There are few, if any, resources designed to support the evaluation of concept knowledge with labeled and unlabeled stimuli. This toolkit can be used to investigate concept knowledge without reliance on verbal labels using the concepts-without-words definitions where 80% of participants experienced the final set of 51 concept definitions.

This freely available toolkit (visit https://osf.io/9jr6h) should support a more refined and comprehensive evaluation of symbolic knowledge and impairments in various populations. Much remains unclear about symbolic cognition despite its key role in human communication.
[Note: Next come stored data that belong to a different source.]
PR #58, opened 2019-02-11
Matte and additional mask support part1

eliezerpMS:
This change adds functionality that was dependent on VisualSurface. It has the following:
-Adds WinCompData objects for Matte and additional mask support
-Codegen and WUC object instantiation for Matte and additional mask support


source/WinCompData/Tools/ApiCompatibility.cs
```diff
@@ -14,9 +22,10 @@ namespace Microsoft.Toolkit.Uwp.UI.Lottie.WinCompData.Tools
 #endif
     sealed class ApiCompatibility
     {
-        ApiCompatibility(bool requiresCompositionGeometricClip)
+        ApiCompatibility(bool requiresCompositionGeometricClip, bool requiresCompositionVisualSurface)
```
simeoncran: This constructor that is going to grow and grow feels like unnecessary overhead now. Replace it with an empty constructor, make the properties {get; private set;} and use the initializer syntax in the Analyze method, e.g. new ApiCompatibilty { RequiresCompositionGeometricClip = true, RequiresCompositionVisualSurface = whatever, };

source/Lottie/Instantiator.cs
```diff
@@ -4,10 +4,19 @@
 
 #define ReuseExpressionAnimation
 
+// define POST_RS5_SDK if using an SDK that is for a release
+// after RS5
+#if POST_RS5_SDK
```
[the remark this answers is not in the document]
eliezerpMS: As discussed. I will remove the #defines that are not needed for building.

source/WinCompData/CompositionEffectBrush.cs
```diff
@@ -0,0 +1,25 @@
...
+    public
+#endif
+    sealed class CompositionEffectBrush : CompositionBrush
+    {
+        internal CompositionEffectBrush(Mgce.CompositeEffect effect)
+        {
+            this.Effect = effect;
+        }
+
+        public Dictionary<string, CompositionBrush> SourceParameters { get; } = new Dictionary<string, CompositionBrush>();
```
simeoncran: We should avoid putting Dictionaries on public interfaces. And we should try to make the APIs look as similar as possible to the real Comp APIs. Comp has SetSourceParameter and GetSourceParameter methods. Can you do that instead?

source/WinCompData/Compositor.cs
```diff
@@ -58,5 +58,13 @@ sealed class Compositor
...
 
         public CompositionRoundedRectangleGeometry CreateRoundedRectangleGeometry() => new CompositionRoundedRectangleGeometry();
+
+        public SpriteVisual CreateSpriteVisual() => new SpriteVisual();
+
+        public CompositionVisualSurface CreateVisualSurface() => new CompositionVisualSurface();
+
+        public CompositionSurfaceBrush CreateSurfaceBrush(CompositionSurface surface) => new CompositionSurfaceBrush(surface);
+
+        public CompositionEffectBrush CreateEffectBrush(Mgce.CompositeEffect effect) => new CompositionEffectBrush(effect);
```
simeoncran: I don't think this should be on the Compositor class - it isn't on the real compositor.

In order to more effectively investigate and characterize symbolic cognition we must consider the dynamic, fluid nature of symbolic representation and the relationship between its essential components: concepts, symbols, and symbol-mapping. Here we offer an open-source toolkit designed to evaluate symbolic cognition that may be used to improve our understanding of symbolic processing and the nature of asymbolia across the life span.